[[ DATA SECTION, beginning ]]

PR #955, opened 2026-05-19
Change handling of celestial coordinates

svank:
* This changes how we convert between HP and celestial WCSes, to use Astropy-native HP <-> GCRS conversions, rather than our home-brew method. This conversion is specifically for CRVAL. I *think* the reason I wrote my own is because Astropy doesn't want to do the conversion without the radial dimension set, since it routes HP through heliocentric and HCRS to get to GCRS, so there's a change in origin. The home-brew just did the rotations directly, but it assumed the observer was at Earth, and so by registering the transformation with Astropy, we broke ICRS <-> HP for non-Earth-based observers (because it enabled a ICRS -> GCRS -> HP route, which is shorter). So, for example, when I was doing WISPR coordinates with punchbowl imported, my ICRS <-> HP conversions were broken.
  * This PR just adds a radial distance of 9e99 lightyears and uses the Astropy-native transformations.
  * The HP -> GCRS function is kept, but no longer registered in the Astropy transformation graph, because I didn't want to mess with the function that computes the rotation angle between HP and GCRS, which we use to set CROTA in the converted WCSes.
 * I noticed that, both before and after these changes, CROTA isn't round-tripping from HP -> GCRS -> HP, or GCRS -> HP -> GCRS. It's off by 0.025 degrees, which makes an RMS error of 0.4 px across the image. That's good enough for the HP side, I think, so to avoid having to figure out where this error comes from, `punch_io` now reads and writes the celestial WCS directly, rather than treating HP as the main one and doing conversions back and forth as needed.
   * We now have an `NDCube` subclass that holds the celestial WCS. There are various spots where we make new cubes with e.g. the same data and wcs but a new Meta, and rather than updating all those to copy through the second WCS, I made a utility function to simplify the operation and make sure everything gets copied through.


jmbhughes:
Thank you @svank ! I shall begin my review.

punchbowl/level1/tests/test_stray_light.py
```diff
@@ -45,7 +45,7 @@ def test_estimate_stray_light_runs(tmpdir, sample_ndcube):
         paths.append(path)
 
     with disable_run_logger():
-        cube = estimate_stray_light.fn(paths, 3, num_loaders=2, num_workers=2)
```
jmbhughes, line 48: Was dropping `num_loaders` intentional?

punchbowl/levelq/tests/test_pca.py
```diff
@@ -19,13 +19,16 @@ def test_find_bodies_in_image_quarters():
     wcs.wcs.crpix = 1024.5, 1024.5
     wcs.wcs.cdelt = 0.008333333333, 0.008333333333
     wcs.wcs.dateobs = '2025-07-05T12:56:21.706'
+    wcs.wcs.aux.hgln_obs = 0
+    wcs.wcs.aux.hglt_obs = 7.19
+    wcs.wcs.aux.dsun_obs = 150000000000
```
jmbhughes, line 24: This is the first place I've seen these set. Can you elaborate? Should we be doing this elsewhere?

scripts/create_test_data.py
```diff
@@ -63,7 +62,7 @@ def create_f_corona_test_data(path="../punchbowl/level3/tests/data/"):
 #     data = np.ones((2, 4096, 4096), dtype=np.float32)
 #     uncertainty = StdDevUncertainty(np.sqrt(np.abs(data)).astype(np.float32))
 #
-#     d = NDCube(data=data, uncertainty=uncertainty, wcs=WCS(h), meta=m)
+#     d = PUNCHCube(data=data, uncertainty=uncertainty, wcs=WCS(h), meta=m)
 #     file_path = os.path.join(path, "test_header_validation.fits")
 #     write_ndcube_to_fits(d, file_path, overwrite=True)
```
jmbhughes: Can we just go ahead and delete this commented out code?

punchbowl/data/punch_io.py
```diff
@@ -280,14 +281,14 @@ def write_quicklook_to_mp4(files: list[str],
     subprocess.run(ffmpeg_command, check=False)  # noqa: S603
 
 
-def write_ndcube_to_fits(cube: NDCube,
+def write_ndcube_to_fits(cube: PUNCHCube,
```
jmbhughes, line 284: Should we rename this to `write_punchcube_to_fits`? I know it would break a lot of example code and trigger another large commit, but it seems more precise.

punchbowl/data/punch_io.py
```diff
@@ -415,6 +417,17 @@ def load_ndcube_from_fits(path: str | Path, key: str = " ", include_provenance:
...
+        if key == " ":
+            try:
+                celestial_wcs = WCS(header, hdul, key="A")
+                # If we're loading *lots* of cubes at once, keeping two copies of the distortion tables can matter.
+                # Since they're identical, let's de-duplicate them.
+                celestial_wcs.cpdis1 = wcs.cpdis1
+                celestial_wcs.cpdis2 = wcs.cpdis2
+            except KeyError:
+                # Raised if there isn't a WCS under the "A" key
+                pass
```
jmbhughes: We should at least warn that there's something funky happening if the celestial wcs doesn't exist.

jmbhughes (commented):
Thanks for this change. I had a few comments, but I think it's pretty much ready.

punchbowl/data/punch_io.py
jmbhughes: Same for the loading function.

punchbowl/level1/tests/test_stray_light.py
svank: This was to get the test to pass---at some point we removed `num_loaders` from `estimate_stray_light`

punchbowl/levelq/tests/test_pca.py
svank: After removing the custom GCRS <-> HP conversion, routing the transformation through Astropy requires these to be set since those frames need observer locations to transform. (Our custom routine just assumed the observer locations were the same between the two frames.) These numbers are numbers I pulled from a real FITS file (and then rounded).

scripts/create_test_data.py
svank: Oh shoot, yes

punchbowl/data/punch_io.py
svank: It would break a ton of my notebooks too, especially the loader. Strictly speaking, `isinstance(load_ndcube_from_fits(...), NDCube)` is True...

I don't like the inconsistency but I also don't like renaming the functions either.

svank: Since a PUNCHCube is 99.9% just an NDCube, I feel like there's something to be said for using the term an end user may already be familiar with, rather than hiding the NDCube-ness behind our custom name.

jmbhughes (approved):

PR #956, opened 2026-05-20
Remove unused DB column

svank:
We briefly used a Priority column to influence image formation attempts, before switching to a least-recently-retried system. We can get rid of the column definition, and then remove it from the production DB as well.

(190 didn't have the column in the DB, so TLM ingest was failing.)


jmbhughes:
pre-commit.ci autofix

jmbhughes (approved):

[[ DATA SECTION, end ]]

Each line holding the word "something" must be copied from the data.

jmbhughes: We should at least warn that there's something funky happening if the celestial wcs doesn't exist.
svank: Since a PUNCHCube is 99.9% just an NDCube, I feel like there's something to be said for using the term an end user may already be familiar with, rather than hiding the NDCube-ness behind our custom name.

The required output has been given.